Coinbase logo. Source: TechGaged / Shutterstock
Why Coinbase CEO Says the Future of Finance Isn’t Here Yet
In Brief
- • Brian Armstrong outlined eight areas he believes still need major upgrades.
- • Tokenization, stablecoins, and AI were among his top priorities.
- • He said innovation and regulatory progress must advance together.
Coinbase CEO Brian Armstrong says the financial system remains unfinished despite rapid advances in crypto and AI. He outlined eight areas where he believes major upgrades are still needed, ranging from tokenized assets and stablecoins to AI-powered financial services and regulatory reform. Armstrong argued that meaningful progress will require both technological innovation and supportive public policy before these ideas can reach mainstream adoption.

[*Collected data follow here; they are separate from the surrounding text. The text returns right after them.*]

PR #152, opened 2017-01-29
finishes courtney meyerhofer

meyerhoferc:
Mod 2 Week 1 Check for Understanding


module-2/backend/week_one.md
```diff
@@ -5,30 +5,123 @@ Fork this respository. Answer the questions to the best of your ability. Try to
...
+     * GET '/restaurants/:id' 
+ 
+ Update
+   * User can update an existing restaurant
+     * GET '/restaurants/:id/edit' (retrieves form)
+     * PUT '/restaurants/:id' (updates to db, displays new data on show view)
+ 
+ Delete
+   * User can delete a restaurant
+     * DELETE '/restaurants/:id' (deletes from db, displays index view)
```
s-espinosa: This looks good! If you want more practice with this (per your response to question 1), I would recommend sketching this out with different resources (books, cats, teachers, schools, horses, muffins, cookies, etc.) when you have a break.

One small note: the POST, PUT, and DELETE actions don't actually display a new view; they redirect to other actions that do. For example, your POST '/restaurants' route adds a new restaurant, but then in order to display an index it would actually send instructions to the browser to make another request for a GET '/restaurants'. That's fairly nuanced, but something to be aware of.

Also, the particular view that is rendered after a PUT/POST/DELETE isn't necessarily part of this rule. You've given examples of what would be good practice, but if we wanted to send a user to a restaurant show page after they create a new restaurant that wouldn't be bad either.

module-2/backend/week_one.md
```diff
@@ -5,30 +5,123 @@ Fork this respository. Answer the questions to the best of your ability. Try to
...
+
 18. What's a migration? 
+
+  a process that adds structure to an existing database
+ 
 19. When you create a migration, does it automatically modify your database?
+
+ not unless ``` rake db:migrate ``` has been executed
```

module-2/backend/week_one.md
```diff
@@ -5,30 +5,123 @@ Fork this respository. Answer the questions to the best of your ability. Try to
...
+
 20. How does a model relate to a database?
+
+ A model is a representation of aspects of the database and tables within the database (or perhaps the other way around?). A model is a ruby object that, because it can inherit from ActiveRecrd can be represented by a database. Any attributes we would want this model to have as a Ruby object translate to columns of the table, and instantiations of the model's class are represented by rows of the table. The model also has behavior in that it can interact with other models via foreign keys in the database.
```
s-espinosa: I like the first way you describe this better than the second. To me, the database is the source of truth for our application, and the models are ruby objects that we use to interact with the database.

One other note: the interaction with other models isn't automatic once we have foreign keys. Foreign keys establish relationships at the database level. In order to take advantage of those relationships at the model level, we need to add our `has_many` and `belongs_to` methods to our models.

module-2/backend/week_one.md
```diff
@@ -5,30 +5,123 @@ Fork this respository. Answer the questions to the best of your ability. Try to
...
+ station = Station.new(name: "Santa Barbara 1")
+ station.persisted?
+      => false
+ station.save
+ station.persisted?
+     => true
+     
+  station_2 = Station.create(name: "San Jose")
+  station.persisted?
+     => true
```
s-espinosa: This is an awesome way to illustrate this difference!

PR #176, opened 2017-01-31
Update week_one.md

scmountain:
@s-espinosa @Carmer


module-2/backend/week_one.md
```diff
@@ -5,30 +5,58 @@ Fork this respository. Answer the questions to the best of your ability. Try to
 Note: When you're done, submit a PR. 
 
 1. List the five common HTTP verbs and what the purpose is of each verb.
+get, puts, delete, post, patch
 2. What is Sinatra?
+sinatra is the framework we use to create web apps
 4. What is MVC?
+model view controller
```
s-espinosa: Yup! Recommend you also be familiar with the responsibilities of each of these pieces.

module-2/backend/week_one.md
```diff
@@ -5,30 +5,58 @@ Fork this respository. Answer the questions to the best of your ability. Try to
 Note: When you're done, submit a PR. 
 
 1. List the five common HTTP verbs and what the purpose is of each verb.
+get, puts, delete, post, patch
 2. What is Sinatra?
+sinatra is the framework we use to create web apps
 4. What is MVC?
+model view controller
 5. Why do we follow conventions when creating our actions/path names in our Sinatra routes?
+allows order to be maintained, and read-ability to outside developers
```

module-2/backend/week_one.md
```diff
@@ -5,30 +5,58 @@ Fork this respository. Answer the questions to the best of your ability. Try to
...
 5. Why do we follow conventions when creating our actions/path names in our Sinatra routes?
+allows order to be maintained, and read-ability to outside developers
 6. What types of variables are accessible in our view templates without explicitly passing them?
+instance vars
 7. Given the following block of code, how would I pass an instance variable `count` with a value of `1` to my `index.erb` template?
   
   ```ruby
   get '/horses' do
+    @count = 1
+    @name = "mr. ed"
```
s-espinosa: This is another instance variable. In order to use a local, we need to use slightly different syntax.

```ruby
get '/horses' do
  @count = 1
  name = "Mr. Ed"
end
```

This would give us access to the local variable `name` in the view. If we wanted to, we could also skip the assignment and still have access to the local variable `name`:

```ruby
get '/horses' do
  @count = 1
  erb :index, locals: {name: "Mr. Ed"}
end
```

module-2/backend/week_one.md
```diff
@@ -5,30 +5,58 @@ Fork this respository. Answer the questions to the best of your ability. Try to
...
     erb :index
   end
   ```
 
 9. What's the purpose of ERB?
+allows us to write html with ruby injects
```

module-2/backend/week_one.md
```diff
@@ -5,30 +5,58 @@ Fork this respository. Answer the questions to the best of your ability. Try to
...
+test the several phases without risk of destroying your main data
 11. What's responsive design?
+allows sites to be made to respond to a devices screen size
 12. What is CRUD and why is it important?
+create read update delete, it is the common path creating convention for "building" apps
 13. What does HTTP stand for? 
+hyper text transfer protocol
 14. What are the two ways to interpolate Ruby in an ERB view template? What's the difference between these two ways?
+<%= for displaying the result of the code
+<% just runs the code no need for display
```

module-2/backend/week_one.md
```diff
@@ -5,30 +5,58 @@ Fork this respository. Answer the questions to the best of your ability. Try to
...
 15. What's an ORM?
+object relationship mapping
```
s-espinosa: Yup! What's that really mean, though? What is the responsibility of an ORM?

module-2/backend/week_one.md
```diff
@@ -5,30 +5,58 @@ Fork this respository. Answer the questions to the best of your ability. Try to
...
 16. What's the most commonly used ORM in ruby (Sinatra & Rails)?
+active record
 17. Let's say we have an application with restaurants. There are seven verb + path combinations necessary to provide full CRUD functionality for our restaurant application. List each of the seven combinations, and explain what each is for.
+get '/' gets the root
```
s-espinosa: Yup, but doesn't deal with the restaurant resource.

module-2/backend/week_one.md
```diff
@@ -5,30 +5,58 @@ Fork this respository. Answer the questions to the best of your ability. Try to
...
+get '/restaurant' gets restaurant page
+post '/restaurant' displays that view erb
+get '/restaurant/:id/edit' gets the edit erb
+put '/restaurant/:id' edits the info and saves it, redirecting you to id page
+get '/restaurant/:id gets the individual page /
+delete '/horses/:id DESTROYS!!!!!!!!
```
s-espinosa: A few notes -

* the base part of these URLs (`/restaurants`) should be plural for all routes.
* looks like you're missing a GET '/restaurants/new', which displays a form to create a new restaurant.
* POST '/restaurants' creates a new restaurant, and isn't really responsible for displaying a view. It will generally redirect to an index or a show page.

module-2/backend/week_one.md
```diff
@@ -5,30 +5,58 @@ Fork this respository. Answer the questions to the best of your ability. Try to
...
 18. What's a migration? 
+where you bring the data base infor to your application
 19. When you create a migration, does it automatically modify your database?
+no
```
s-espinosa: Right! Make sure you know what command you need to run to change your database.

module-2/backend/week_one.md
```diff
@@ -5,30 +5,58 @@ Fork this respository. Answer the questions to the best of your ability. Try to
...
 20. How does a model relate to a database?
+model allows the db to exist for manipulation
```
s-espinosa: Be careful here. A database can exist without our models, but our models *need* the database, and the relationships in the database to manipulate the data in the database. Our models are classes that correspond to tables in our database. Instances of our models represent specific rows in those tables.

module-2/backend/week_one.md
```diff
@@ -5,30 +5,58 @@ Fork this respository. Answer the questions to the best of your ability. Try to
...
 21. What's the difference between agile workflow and waterfall method?
+agile you work with change. waterfall gets less client feed back
 22. What is the difference between `#new` and `#create`?
+new is just an instance of that entry, create adds the new item permamently
```
s-espinosa: Yup! One thing to know is that `create` runs both the `new` and the `save` command. 🎉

Armstrong Puts Tokenization, Stablecoins, and AI at the Center
At the top of Armstrong’s list, shared in an X post on May 24, was the tokenization of real-world assets (RWAs), including stocks, bonds, real estate, and investment funds.
According to the Coinbase chief, moving these assets onchain could enable instant settlement, wider distribution, fractional ownership, and other opportunities that are difficult to achieve through traditional financial infrastructure.
He also highlighted the need for truly global 24/7 trading markets with pooled liquidity and greater capital efficiency. Unlike conventional stock exchanges that operate within limited trading hours, blockchain-based markets can function continuously across borders.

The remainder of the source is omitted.